Тут я рассмеялся уже в открытую:
– Вячеслав Константинович, признаюсь вам: таких, как Лена и Наташа, у меня во всем отряде охраны вряд ли пара дюжин найдется. А прочие… да, мундиры красивые носить умеют, и стрелять не хуже армейских офицеров могут. И всё, от них польза больше моральная: если рядом с кем-то девушка в красном или черном мундире ходит, то террорист просто испугается. Может быть испугается – но и это уже полезно. А профессионалов готовить – детей отбирать надо. У меня с сотни тысяч вот пара дюжин девушек и столько же юношей нашлось. Так что для ваших пары сотен нужно всю Россию школами застроить и в них уже талантливых отбирать.
– Обидно…
– Что – обидно?
– Что не получается. Всю Россию в школах разве внуки мои увидят…
– И вы увидите. Помните, что я говорил? У нас всего есть десять лет, и год уже, почитай, прошел.
– А много ли за год мы успели сделать?
– А что, не видно? Но пока то, что не видно – это хорошо. В середине мая соберемся отдельно, чтобы итоги года обсудить…
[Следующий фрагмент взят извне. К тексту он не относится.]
PR #510, opened 2025-08-07
Paned autofit first pane to size of children

RedPhoenixQ:
This was requested by @foxnne and [showcased here](https://discord.com/channels/605571803288698900/1402035407138586806). It makes automatically setting a split ratio on creation much simpler. The autofit can be configured in the init options or called manually whenever to reset the split ration to fit again.

Currently it only works for vertical layout, which is where is makes the most sense. Applying the same method on width didn't work, not 100% sure why.

Sizing to the second pane could be possible but much harder, perhaps just inverting the visible placement of the first and second pane would be the simples solution (only needing to invert the offsets in `rectFor`).

### DIFF
--- a/src/Examples/layout.zig
+++ b/src/Examples/layout.zig
@@ -292,6 +292,7 @@ pub fn layout() void {
 
     dvui.label(@src(), "Auto-Fit Panes", .{}, .{});
     {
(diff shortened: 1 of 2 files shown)


david-vanderson:
Looks great - merge when ready.  I will look into making it work for horizontal panes.

Thank you!

PR #514, opened 2025-08-13
Update TabsWidget.zig

br07h3rj:
Added tab accent border control to TabsWidget. Users should now be able to turn off drawing the tab accent border by passing ".draw_focus = false" in the init options of TabsWidget.init(). Default set as "true" so that previous behavior does not change.

### DIFF
--- a/src/widgets/TabsWidget.zig
+++ b/src/widgets/TabsWidget.zig
@@ -16,6 +16,7 @@ pub var defaults: Options = .{
 
 pub const InitOptions = struct {
     dir: dvui.enums.Direction = .horizontal,
+    draw_accent : bool = true,
 };
 
 pub fn init(src: std.builtin.SourceLocation, init_opts: InitOptions, opts: Options) TabsWidget {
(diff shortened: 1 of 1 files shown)


david-vanderson:
Can you change the name to "draw_focus"?  I screwed up initially and said "accent" everywhere but we are trying to move to "focus" for this stuff.

(I would have made the change but I don't have permission to push to this branch)

br07h3rj:
I made the change and invited you and RedPhoenixQ to access my fork. I've been coding in some way or another for about 25 years. This is my first time using Github. I hate it. :smiling_face_with_tear:

RedPhoenixQ:
Whenever you make a PR you can choose if the collaborators in this repo can add commits to it. That would probably be enough for us to add changes to one of your WIP branches. You can also make a draft PR for stuff that isn't ready yet but you want to share to discuss solutions/implementations, where you can choose to allow us to add commits as well.

br07h3rj:
Good to know. I'll get the hang of it before long.

david-vanderson:
> I made the change and invited you and RedPhoenixQ to access my fork. I've been coding in some way or another for about 25 years. This is my first time using Github. I hate it. 🥲

I'm in a similar boat, we'll get through it!  Thanks for bearing with it.

PR #515, opened 2025-08-14
Custom Rect Function

br07h3rj:
Can we please add something like this for lazy people like me? I made one to use in developing my project to cut down on typing. It's basically Rect.all, except you pass it four values instead of one. Thoughts?

### DIFF
--- a/src/Rect.zig
+++ b/src/Rect.zig
@@ -55,6 +55,10 @@ pub fn RectType(comptime units: dvui.enums.Units) type {
             return .{ .x = v, .y = v, .w = v, .h = v };
         }
 
+        pub fn customRect(x: f32, y: f32, w: f32, h: f32) Self {
+            return .{ .x = x, .y = y, .w = w, .h = h };
+        }
+
         pub fn fromPoint(p: PointType) Self {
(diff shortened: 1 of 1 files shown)


br07h3rj:
I was going to name it "custom," which still compiled fine, but I was unsure about potential for conflicts in the future.

david-vanderson:
How about "rect"?  Then code reads like this: `.corner_radius = .rect(0, 2, 7, 100)`

Or could do "xywh": `.corner_radius = .xywh(0, 2, 7, 100)`

Or "init" I guess: `.corner_radius = .init(0, 2, 7, 100)`

br07h3rj:
I would love to use ".rect", but that gives lots of compilation errors because it shadows const declarations in a bunch of other places in Rect.zig. I think I've come up with the perfect name. It's short, descriptive, and easy to remember: getRect().

Edit: Now that I think about it more, maybe makeRect() would be more descriptive?

david-vanderson:
> I would love to use ".rect",

Then let's do it - how does that look?

br07h3rj:
Looks great to me!

david-vanderson:
Thanks!

PR #517, opened 2025-08-14
Removed Auto-Select First Entry in Menu

br07h3rj:
I found one last thing I don't like about the menu behavior. (There's always one more.) Auto-selecting the first entry in the menu is an unusual feature and removing it doesn't seem to break anything as far as I can tell. Is there a reason this is needed?


br07h3rj:
Note: I just checked and keyboard navigation is uneffected.

david-vanderson:
I added that to make navigating into deep submenus faster, but you're right, we shouldn't do this.

david-vanderson:
Thank you!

И обсуждать предстояло многое. Всего-то две недели как из Векшина "насовсем" уехал, и снова пришлось туда отправляться. Живьем, поскольку разговор предстоял "на высшем уровне". С царем. Который, кроме всего прочего, имел быть и Великим Князем Финляндским. А специфика Финляндии заключалась в том, что юридически ее главой являлся лично русский царь, но юрисдикция Российской Империи на нее как бы и не распространялась. Финны трактовали положение это просто: Финляндия – отдельная страна, у которой с соседом просто глава один и тот же. Но на соседа все равно плевать…
Однако разговор пошел не о Финляндии – сначала пошел:
– Добрый день, Николай Александрович, я приехал попросить вас срочно выпустить вот этот указ – я протянул Императору бумагу.
– А почему бы вам его не выпустить под своим именем – сварливо поинтересовался тот.
– А потому, что как раз этот указ должны издать лично вы. И даже не как глава России, а как глава рода Романовых. Я-то Великим князьям не указ вообще, и вот Сергей Александрович отказался принять от меня подготовленную охрану. Прошу обратить внимание: фон Плеве две охранницы спасли от смерти когда террорист уже бомбу начал бросать – потому что пять лет этому делу обучались. Причем с детства, когда обучение проще идет. Не откажись Сергей Александрович – и не случилось бы несчастья. Так что прошу вас приказать всем членам императорской семьи в вопросах безопасности, личной безопасности я имею в виду, беспрекословно выполнять распоряжения канцлера.
– Вас так волнует безопасность моей семьи?
– А вы всё считаете, что я вас сюда пригласил из каприза? Возможно вы и не поверите, но пока здесь для вас – единственное безопасное место. Даже через периметр чужие не пройдут без специальной подготовки, а в город и с подготовкой не войдут. Ну а где еще вы найдете в России место, куда не пройдут вражеские убийцы? Сергея Александровича, между прочим, в Кремле ранили. Так что, если вы хотите чтобы безопасность вашей семьи была хоть как-то обеспечена, указ этот необходим. Причем публиковать его я не собираюсь, доставят только лично каждому из тех, кого он касается.
– Ну хорошо, где подписать? На сегодня все?
– Да, пожалуй… Хотя… Откровенно говоря, я думал следующий вопрос отложить на лето, но время поджимает: расследование покушения показало, что враги Империи нашли-таки место для невозбранной подготовки к преступлениям. Бумаги-то мне быстро подготовят, но сначала все же давайте обсудим вот что. Финляндия слишком уж зарвалась, в Гельсингфорсе открыто съезды антироссийские устраивают, так что пора уже финнам объяснить, кто в доме хозяин. Для начала вам, как Великому князю Финляндскому, стоит, думаю, подписать с нынешним формальным руководителем уже России – то есть со мной – договор о передаче обратно в полное подчинение Империи Выборгской губернии. Воспитательный момент договора будет значителен: один император ее дал, имея в виду дружбу и уважение взаимное укрепить. А поскольку уважение практически потерялось а дружба и не возникла даже, то отданное другой император обратно забрал.